● **Your task**
The answer must consist of every line in the data that contains "text".

*** Begin section ***

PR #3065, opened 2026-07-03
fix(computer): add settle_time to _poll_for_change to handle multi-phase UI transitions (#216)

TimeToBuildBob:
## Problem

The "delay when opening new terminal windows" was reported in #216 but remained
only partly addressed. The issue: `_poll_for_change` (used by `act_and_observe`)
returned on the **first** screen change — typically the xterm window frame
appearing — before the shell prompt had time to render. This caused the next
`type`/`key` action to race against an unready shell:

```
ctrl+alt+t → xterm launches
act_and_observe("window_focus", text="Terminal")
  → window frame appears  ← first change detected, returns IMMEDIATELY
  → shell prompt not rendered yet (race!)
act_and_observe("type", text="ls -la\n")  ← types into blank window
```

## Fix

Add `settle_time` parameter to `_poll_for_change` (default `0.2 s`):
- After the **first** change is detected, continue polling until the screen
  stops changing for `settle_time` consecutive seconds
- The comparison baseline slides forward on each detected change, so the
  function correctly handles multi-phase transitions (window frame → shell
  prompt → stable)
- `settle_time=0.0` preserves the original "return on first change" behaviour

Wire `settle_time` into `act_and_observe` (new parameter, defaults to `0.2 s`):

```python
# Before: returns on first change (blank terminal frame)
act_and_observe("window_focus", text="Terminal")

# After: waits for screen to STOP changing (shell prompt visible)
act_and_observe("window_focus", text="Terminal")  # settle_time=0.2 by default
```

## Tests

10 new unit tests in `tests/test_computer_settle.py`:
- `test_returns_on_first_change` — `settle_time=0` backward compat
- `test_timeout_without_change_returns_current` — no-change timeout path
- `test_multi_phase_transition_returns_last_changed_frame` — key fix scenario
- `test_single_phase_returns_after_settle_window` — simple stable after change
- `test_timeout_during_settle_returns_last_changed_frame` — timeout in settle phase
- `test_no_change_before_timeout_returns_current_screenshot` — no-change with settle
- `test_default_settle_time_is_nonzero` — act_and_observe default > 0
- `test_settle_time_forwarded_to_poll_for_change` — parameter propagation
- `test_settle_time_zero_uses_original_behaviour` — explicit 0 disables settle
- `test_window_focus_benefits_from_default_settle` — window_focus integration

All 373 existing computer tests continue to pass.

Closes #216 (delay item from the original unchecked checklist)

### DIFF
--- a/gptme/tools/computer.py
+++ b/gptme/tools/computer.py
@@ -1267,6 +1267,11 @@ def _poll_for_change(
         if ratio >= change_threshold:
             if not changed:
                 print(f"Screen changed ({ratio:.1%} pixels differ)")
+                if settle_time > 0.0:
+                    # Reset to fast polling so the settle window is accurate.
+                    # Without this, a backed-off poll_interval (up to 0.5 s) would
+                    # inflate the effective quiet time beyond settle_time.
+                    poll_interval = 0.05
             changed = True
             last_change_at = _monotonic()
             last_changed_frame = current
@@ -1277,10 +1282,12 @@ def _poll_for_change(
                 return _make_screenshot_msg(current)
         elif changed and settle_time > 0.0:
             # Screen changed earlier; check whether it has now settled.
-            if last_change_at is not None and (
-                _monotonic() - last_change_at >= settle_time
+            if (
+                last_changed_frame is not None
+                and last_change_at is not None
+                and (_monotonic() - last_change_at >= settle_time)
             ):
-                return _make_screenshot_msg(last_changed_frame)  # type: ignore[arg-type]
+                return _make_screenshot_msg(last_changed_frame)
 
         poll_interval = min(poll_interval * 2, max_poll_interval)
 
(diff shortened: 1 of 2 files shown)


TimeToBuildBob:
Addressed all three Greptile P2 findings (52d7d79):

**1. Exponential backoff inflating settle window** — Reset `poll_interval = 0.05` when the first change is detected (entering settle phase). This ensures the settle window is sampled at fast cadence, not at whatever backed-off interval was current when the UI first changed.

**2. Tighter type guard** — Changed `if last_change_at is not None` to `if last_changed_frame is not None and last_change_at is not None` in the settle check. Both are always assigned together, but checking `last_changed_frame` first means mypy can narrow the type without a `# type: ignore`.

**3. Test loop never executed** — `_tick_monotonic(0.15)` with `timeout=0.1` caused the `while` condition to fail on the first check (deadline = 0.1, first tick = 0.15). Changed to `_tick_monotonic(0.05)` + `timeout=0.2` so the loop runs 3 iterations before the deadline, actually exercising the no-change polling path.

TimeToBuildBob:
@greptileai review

*** End section ***

● **Expected answer**
act_and_observe("window_focus", text="Terminal")
act_and_observe("type", text="ls -la\n")  ← types into blank window
act_and_observe("window_focus", text="Terminal")
act_and_observe("window_focus", text="Terminal")  # settle_time=0.2 by default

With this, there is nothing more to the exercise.